TASK TO COMPLETE – Everything from the line containing "nono: Do you" through the final line of the listing below should be given again, word for word, and nothing else.

-- DATA FOR THIS TASK follows --

PR #4087, opened 2023-08-10
feat: Add route to fetch OAuth clients usage

taratatach:
This will be useful to know how many OAuth clients a user has already
connected to their Cozy and how many they're allowed to create,
especially for the flagship app to decide whether it should complete
its onboarding flow or present the user with a modal requesting to
either remove some clients or increase the limit if they're able to.

### DIFF
--- a/docs/settings.md
+++ b/docs/settings.md
@@ -36,7 +36,6 @@ Content-Type: application/vnd.api+json
         "type": "io.cozy.settings",
         "id": "io.cozy.settings.disk-usage",
         "attributes": {
-            "is_limited": true,
             "quota": "123456789",
             "used": "12345678",
             "files": "10305070",
@@ -46,6 +45,46 @@ Content-Type: application/vnd.api+json
     }
 }
 ```
+
+## OAuth clients usage
+
+### GET /settings/clients-usage
+
+This endpoint returns the number of user-connected OAuth clients, the limit set
+on the Cozy and if this limit has been reached or even exceeded.
+If there is no limit, the `limit` attribute won't be present in the response.
+
+#### Request
+
+```
+GET /settings/clients-usage HTTP/1.1
+Host: alice.example.com
+Accept: application/vnd.api+json
+Authorization: Bearer ...
+```
+
+#### Response
+
+```http
+HTTP/1.1 200 OK
+Content-Type: application/vnd.api+json
+```
+
+```json
+{
+    "data": {
+        "type": "io.cozy.settings",
+        "id": "io.cozy.settings.clients-usage",
+        "attributes": {
+          "limit": 3,
+          "count": 3,
+          "limitReached": true,
+          "limitExceeded": false
+        }
+    }
+}
+```
+
 
 ## Email update
 
--- a/web/settings/clients_usage.go
+++ b/web/settings/clients_usage.go
@@ -1,0 +1,75 @@
+package settings
+
+import (
+	"fmt"
+	"net/http"
+
+	"github.com/cozy/cozy-stack/model/feature"
+	"github.com/cozy/cozy-stack/model/oauth"
+	"github.com/cozy/cozy-stack/model/permission"
+	"github.com/cozy/cozy-stack/pkg/consts"
+	"github.com/cozy/cozy-stack/pkg/couchdb"
+	"github.com/cozy/cozy-stack/pkg/jsonapi"
+	"github.com/cozy/cozy-stack/web/middlewares"
+	"github.com/labstack/echo/v4"
+)
+
+type apiClientsUsage struct {
+	Limit         *int `json:"limit,omitempty"`
+	Count         int  `json:"count"`
+	LimitReached  bool `json:"limitReached"`
+	LimitExceeded bool `json:"limitExceeded"`
+}
+
+func (j *apiClientsUsage) ID() string                             { return consts.ClientsUsageID }
+func (j *apiClientsUsage) Rev() string                            { return "" }
+func (j *apiClientsUsage) DocType() string                        { return consts.Settings }
+func (j *apiClientsUsage) Clone() couchdb.Doc                     { return j }
+func (j *apiClientsUsage) SetID(_ string)                         {}
+func (j *apiClientsUsage) SetRev(_ string)                        {}
+func (j *apiClientsUsage) Relationships() jsonapi.RelationshipMap { return nil }
+func (j *apiClientsUsage) Included() []jsonapi.Object             { return nil }
+func (j *apiClientsUsage) Links() *jsonapi.LinksList {
+	return &jsonapi.LinksList{Self: "/settings/clients-usage"}
+}
+
+// Settings objects permissions are only on ID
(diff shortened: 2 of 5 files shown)


docs/admin.md
```diff
@@ -426,6 +426,35 @@ Content-Type: application/zip
 Content-Disposition: attachment; filename="alice.cozy.localhost - part001.zip"
 ```
 
+## OAuth clients usage
+
+### GET /instances/:domain/clients-usage
```
nono, line 431: I don't understand why we have two endpoints that do the same thing.

docs/settings.md
```diff
@@ -47,6 +47,40 @@ Content-Type: application/vnd.api+json
...
+```
+
+```json
+{
+  "limit": 3,
+  "count": 3,
+  "reached": true,
+  "exceeded": false
+}
+```
```
nono, line 81: I think the response should in the JSON-API format

web/settings/clients_usage.go
```diff
@@ -0,0 +1,83 @@
...
+	if limit != -1 {
+		result.Limit = limit
+	}
+	result.Count = count
+	if count >= limit {
+		result.LimitReached = true
+	}
+	if count > limit {
+		result.LimitExceeded = true
+	}
```
nono, line 81: If `limit` is  set to `-1`, we will have `reached: true` and `exceeded: true`, but the documentation says that those attributes won't be present.

web/settings/clients_usage.go
```diff
@@ -0,0 +1,83 @@
...
+
+// checkAccessToClientsUsage validates the access control for the clients-usage
+// route. It checks if there is an explicit permission on this document, but
+// also allow every request from the flagship app as this route is used by it to
+// decide whether it can finalize its onboarding or not.
+func checkAccessToClientsUsage(c echo.Context, result *apiClientsUsage) error {
+	if err := middlewares.Allow(c, permission.GET, result); err == nil {
+		return nil
+	}
+	if client, ok := middlewares.GetOAuthClient(c); ok && client.Flagship {
```
nono, line 46: Do we really need this additional check? The flaship app has a wildcard permission, but maybe I am missing something.

docs/admin.md
taratatach: This route is an admin one. I used the same pattern as the disk usage one.

docs/settings.md
taratatach: Same here, I followed the same pattern as the disk usage one which I believe does not use the JSON-API format.

web/settings/clients_usage.go
taratatach: Good catch.

web/settings/clients_usage.go
taratatach: It could be that I don't understand correctly how the permission checks are done.
I thought the flagship app wouldn't have this specific permission and we needed to check the client type.

But if we have a wildcard permission then this is not needed indeed.

docs/admin.md
nono: hmmm, I don't see why we have two routes for disk usage too...

docs/settings.md
nono: https://docs.cozy.io/en/cozy-stack/settings/#get-settingsdisk-usage : it is in JSON-API format

docs/admin.md
```diff
@@ -426,6 +426,35 @@ Content-Type: application/zip
...
+
+This endpoint returns the number of user-connected OAuth clients, the limit set
+on the Cozy and if this limit has been reached or even exceeded.
+If there is no limit, the attribute won't be present in the response.
```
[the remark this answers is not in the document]
nono: You are right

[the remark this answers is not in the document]
taratatach: Now I understand why the disk usage int attributes are marshalled into strings. I'll do the same for the clients usage limit and count.

cc @Ldoppea this might change how you use the data in the flagship app

docs/admin.md
taratatach: To have different permissions checks? Or to avoid handling JSON-API data in the command line?

docs/admin.md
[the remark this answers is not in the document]
nono: They are marshaled into strings to avoid losing precision for big numbers. But I think you are looking at a pointer to a number for `limit` type. It allows to `omitempty` the `nil` value, and serializes it to a number even if it is 0.

docs/admin.md
nono: Maybe, but it looks like bad reasons for both cases.

taratatach: OK. Since this admin route for clients usage is not used yet, I can remove it. We can figure out what to do with the disk usage one later.

docs/admin.md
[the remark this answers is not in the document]
taratatach: Ah perfect! I'll go that route.

web/settings/clients_usage.go
```diff
@@ -0,0 +1,81 @@
...
+)
+
+type apiClientsUsage struct {
+	Limit         *int `json:"limit,omitempty"`
+	Count         int  `json:"count"`
+	LimitReached  bool `json:"limitReached"`
+	LimitExceeded bool `json:"limitExceeded"`
+}
+
+func (j *apiClientsUsage) ID() string                             { return consts.DiskUsageID }
```
nono, line 23: s/DiskUsageID/ClientsUsageID/ ?

web/settings/clients_usage.go
```diff
@@ -0,0 +1,81 @@
...
+}
+
+// Settings objects permissions are only on ID
+func (j *apiClientsUsage) Fetch(field string) []string { return nil }
+
+// checkAccessToClientsUsage validates the access control for the clients-usage
+// route. It checks if there is an explicit permission on this document, but
+// also allow every request from the flagship app as this route is used by it to
+// decide whether it can finalize its onboarding or not.
+func checkAccessToClientsUsage(c echo.Context, result *apiClientsUsage) error {
```
nono, line 42: I think `return middlewares.Allow(c, permission.GET, result)` is enough

docs/settings.md
```diff
@@ -47,6 +46,46 @@ Content-Type: application/vnd.api+json
...
+```json
+{
+    "data": {
+        "type": "io.cozy.settings",
+        "id": "io.cozy.settings.clients-usage",
+        "attributes": {
+          "limit": 3,
+          "count": 3,
+          "reached": true,
+          "exceeded": false
```
nono, line 82: In the code, it is `limitReached` and `limitExceeded`, not just `reached` and `exceeded`

web/settings/clients_usage.go
nono: Do you think the `checkAccessToClientsUsage` function is still useful? I would inline it in the `clientsUsage` function

taratatach:
> Do you think the `checkAccessToClientsUsage` function is still useful? I would inline it in the `clientsUsage` function

It's probably not necessary. I'll inline the call.

nono (approved):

-- DATA FOR THIS TASK concluded --

RESULT OF THIS TASK –
nono: Do you think the `checkAccessToClientsUsage` function is still useful? I would inline it in the `clientsUsage` function

taratatach:
> Do you think the `checkAccessToClientsUsage` function is still useful? I would inline it in the `clientsUsage` function

It's probably not necessary. I'll inline the call.

nono (approved):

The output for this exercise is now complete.